Project

Actionable techniques for exploration, exploitation and planning in dynamic recommender systems

Code

01P02321

Duration

01 October 2021 → 25 September 2022

Funding

Regional and community funding: Special Research Fund

Promotor

Bart Dhoedt

Fellow

Cedric De Boom

Research disciplines

Natural sciences
- Adaptive agents and intelligent robotics
- Data mining
- Machine learning and decision making
- Natural language processing
- Neural, evolutionary and fuzzy computation

Keywords

Recommender systems Exploration vs exploitation Planning Active inference Model capacity

Project description

Recommender systems are nowadays installed on many popular platforms such as streaming services, webshops, social media, etc. While this technology is mature, there are still a number of issues that remain to be solved. First, we need to tackle the long tail phenomenon by giving special treatment to the many less popular items. This provides challenges in small-scale and sparse data regimes.
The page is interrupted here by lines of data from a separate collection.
Issue #988, opened 2023-07-29
Adjust reqs for Double Chamber walljump up left side


blkerby:
This strat seems to be one that people frequently struggle with. Right now with HiJump it's in Map Rando logic in Basic, otherwise Medium, and there's not much lenience (on Basic the logic says it could be done with just 1 tank, on Hard with no tanks). If the player doesn't know what they're doing, it's pretty brutal. A couple examples:

- https://youtu.be/flqjV0FBokU?t=1326
- https://clips.twitch.tv/CrispyWildRamen4Head-3VcGtoIo6pI1OYaM (3rd attempt, after which they started using save states)

Many things can go wrong here: getting fireballed by the Namihe, bonking the Namihe while trying to reach the Kamer, or the Kamer being at the wrong height. I think this strat would also be a good one to make notable: bringing visibility to it with a detailed note could help, since the easier way to do this strat (running under the Kamer to get it to come down) is not very intuitive. 

To get up there optimally (not waiting for the Kamer to come down) I think also requires canDelayedWalljump. Heat frames could probably be tightened in that case.

On Medium settings and lower, I think it should require h_heatProof. So we could just split off the suitless version as a notable and put that in Hard or Very Hard. I guess Hard probably makes more sense, so that it can describe the easier method without the delayed walljump.

osse101:
Traditionally left side double chamber wasn't worth the trouble at very hard level, vanilla map randomizers. With or without hijump.  Wild that its in Basic.

Yeah optimally you delayed walljump off the very bottom of the fune head, but that should only come up if you enter the room in spinjump, otherwise you can lower the kamer.
I've heard killing the Fune helps, but that was in reference to climbing up right side.

PR #992, opened 2023-07-30
Double Chamber Wall Jump

kjbranch:
I know this doesn't address all of the concerns in #988, but this is how I would write the strat.
- It's still in `Basic` with HiJump, but with ~50% more frames. 
- It's also still in `Medium` without HiJump, but now requires `canPreciseWalljump` in addition to `canConsecutiveWalljump`, and either more than 2x the frames or `canCarefulJump` and 1.5x the frames.
- It's now tighter with `canDelayedWalljump`

I wouldn't be opposed to moving `canPreciseWalljump` into `Hard`

### DIFF
--- a/region/norfair/east.json
+++ b/region/norfair/east.json
@@ -4746,18 +4746,73 @@
               "id": 1,
               "strats": [
                 {
-                  "name": "Walljump",
+                  "name": "Walljump on the Kamer",
                   "notable": false,
                   "requires": [
                     "h_canNavigateHeatRooms",
+                    "canPreciseWalljump",
+                    "canConsecutiveWalljump",
+                    "canUseEnemies",
                     {"or":[
-                      "canConsecutiveWalljump",
-                      {"and": [
-                        "HiJump",
-                        "canWalljump"
+                      {"heatFrames": 560},
+                      {"and":[
+                        "canCarefulJump",
+                        {"heatFrames": 384}
+                      ]},
+                      {"and":[
+                        "canTrickyJump",
+                        {"heatFrames": 276}
+                      ]},
+                      {"and":[
+                        {"or":[
+                          "canUseFrozenEnemies",
+                          {"ammo": { "type": "Super", "count": 1 }}
+                        ]},
+                        {"heatFrames": 432}
+                      ]},
+                      {"and":[
+                        {"ammo": {"type": "PowerBomb","count": 1}},
+                        {"heatFrames": 456}
                       ]}
-                    ]},
-                    {"heatFrames": 250}
+                    ]}
+                  ],
+                  "note": [
+                    "Wall jump up the left wall and then on the moving platform (Kamer) while avoiding the Fune's fireball.",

Second, we need to tone down the harmful echo chamber effect: modern-day recommenders only suggest similar items without explicitly venturing the user out of his comfort bubble. We can achieve this by making recommenders more proactive. And third, new items and changes in a user's context and taste can lead to data distribution shifts. Recommenders should be designed to deal with such kinds of non-stationary data. In this project, I will leverage sequential generative models and active inference as tools to tackle the these research questions. The latter will allow for inherent tradeoffs between exploration and exploitation, such that more long-tail items are suggested and echo chambers are shrunk. Next, the generative model will enable planning capabilities in order to steer the recommendation process explicitly in a transparant manner. Finally, we will also look at how we can optimize the capacity of the generative model, either statically or dynamically. Evaluation of our work will be executed in real-life online settings, since offline evaluation is prone to unwanted feedback loops.